斎藤環

さて、もう一度確認しよう。欲求は満足することができる。でも欲望は、決して満足しない。そして、人間の活動は、そのほとんどがこうした「満たされない欲望」の上に成立している。僕たちは自分の抱えた欲望をそのつどちょっとずつ満たしてやることで、最終解決は先送りしながら生きている。

もっと言えば、実は最終解決なんて、本当は存在しない。でもね、「欲望」ってある意味、すごく良くできたエンジンだと思うよ。「人間を動かす」って意味でね。だって、最終解決があるとわかったら、みんなそれにはじめから飛びつくに決まってるじゃない。でも、もしそんなことになったら、もう人間には進歩も成長もしなくなるだろう。僕とキミとでは欲望の形が違っていて、それぞれにその満足を懸命に追求しようとするからこそ、この社会もそれなりにうまく回っていくのかもね。

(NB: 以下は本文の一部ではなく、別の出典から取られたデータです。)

PR #1074, opened 2022-03-16
make case search user input available to default filters

snopoke:
Jira: https://dimagi-dev.atlassian.net/browse/USH-1749

These changes make the user input from case search available to the xpath expressions contained in the default filters.

The user input is made available via the `search-input` instance: `instance('search-input')/input/field[@name='patient_id']`

**Contrived example**
The `_xpath_query` data element references the value from the `patient_id` prompt:

```
<query url="https://www.fake.com/patient_search/" storage-instance="patients">
  <data key="_xpath_query" ref="if(count(instance('search-input')/input/field[@name='patient_id']) > 0, concat('external_id = ', instance('search-input')/input/field[@name='patient_id']), '')"/>
  <prompt key="patient_id">
    <display>
      <text>
        <locale id="query.name"/>
      </text>
    </display>
  </prompt>
</query>
```

* If the value of `patient_id` is "123" the XPath evaluates to `external_id = 123`
* If the value of `patient_id` is `null` the XPath evaluates to and empty string

**Notes for reviewer**
In addition to normal review I'm particularly interested in how I've set up the new `VirtualDataInstance` class. I'm also interested in figuring out how we could make this instance available in the case list / detail screen that results from the search (See https://dimagi-dev.atlassian.net/browse/USH-1754).

### DIFF
--- a/src/cli/java/org/commcare/util/screen/QueryScreen.java
+++ b/src/cli/java/org/commcare/util/screen/QueryScreen.java
@@ -225,7 +225,7 @@ public class QueryScreen extends Screen {
     }
 
     public void refreshItemSetChoices() {
-        remoteQuerySessionManager.refreshItemSetChoices(remoteQuerySessionManager.getUserAnswers());
+        remoteQuerySessionManager.refreshItemSetChoices();
     }
 
     public URL getBaseUrl() {
--- a/src/main/java/org/commcare/data/xml/SimpleNode.java
+++ b/src/main/java/org/commcare/data/xml/SimpleNode.java
@@ -1,0 +1,57 @@
+package org.commcare.data.xml;
+
+import java.util.List;
+import java.util.Map;
+
+
+/**
+ * Metadata class used in conjunction with {@link TreeBuilder} to allow creating simple
+ * {@link org.javarosa.core.model.instance.TreeElement} trees.
+ *
+ * SimpleNode.parentNode("node", ImmutableMap.of("attr1", "v1"), ImmutableList.of(
+ *     SimpleNode.textNode("child", Collections.emptyMap(), "some text"),
+ *     SimpleNode.textNode("child", Collections.emptyMap(), "other text")
+ * ))
+ */
+public class SimpleNode {
+    private String name;
+    private Map<String, String> attributes;
+    private List<SimpleNode> children;
+    private String text;
+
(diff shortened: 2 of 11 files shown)


orangejenny (commented):
This is awesome.

I don't have much insight into making this available to the case list. The first thing that comes to mind is caching, but it would have to be 100% reliable.

`VirtualDataInstance` itself makes sense to me. I'm a little surprised by `VirtualInstances` - I'd probably have made the search instance a subclass of `VirtualDataInstance` instead, and given `VirtualDataInstance` a build method. But I don't have an argument for that being better.

What would you think of having type information in this instance? I'm assuming date ranges will show up in this with delimiters, like `2022-03-05__range__2022-03-07` and `1#,#2#,#3#,#`. Although app builders already need to know about these if they use default values for these field types, so this PR doesn't expose anything that isn't already exposed.

shubham1g5 (approved):
Looks great to me! 

Agree with Jenny that we would need to store the instance locally to make it available outside the search screen. That probably means we would like to define a [reference](https://github.com/dimagi/commcare-core/blob/master/src/main/java/org/javarosa/core/model/instance/ExternalDataInstance.java#L28) as well for the VirtualDataInstance that can be used to reinitialize it later on.

snopoke:
> Agree with Jenny that we would need to store the instance locally to make it available outside the search screen. That probably means we would like to define a [reference](https://github.com/dimagi/commcare-core/blob/master/src/main/java/org/javarosa/core/model/instance/ExternalDataInstance.java#L28) as well for the VirtualDataInstance that can be used to reinitialize it later on.

I'm going to leave that for a future PR.

snopoke:
@shubham1g5 I was going to PR this into `master` as well but there are a number of changes in `RemoteQuerySessionManager` which I'm unsure about.

shubham1g5:
@snopoke Any change in particular ? This looks quite safe to me to merge into master as we are only adding another virtual instance to the eval context which is unlikely to interfere with any exisiting xpath evaluations. I would support opening up a PR and I can test that Android integration tests passes with those changes before merging.

snopoke:
> @snopoke Any change in particular ? This looks quite safe to me to merge into master as we are only adding another virtual instance to the eval context which is unlikely to interfere with any exisiting xpath evaluations. I would support opening up a PR and I can test that Android integration tests passes with those changes before merging.

Will do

実はこういう欲望のメカニズムは、「資本主義」システムのそれとよく似ている。いろんな問題解決を先送りにしながら成立しているこのシステムは、その究極的な解消がありえないことが、システム成立のための重要なよりどころになっている。その意味では人間の欲望のあり方と、すごく似ているわけだ。もちろん「だから資本主義が一番すばらしい」とかいう、ベタな話じゃないけどね。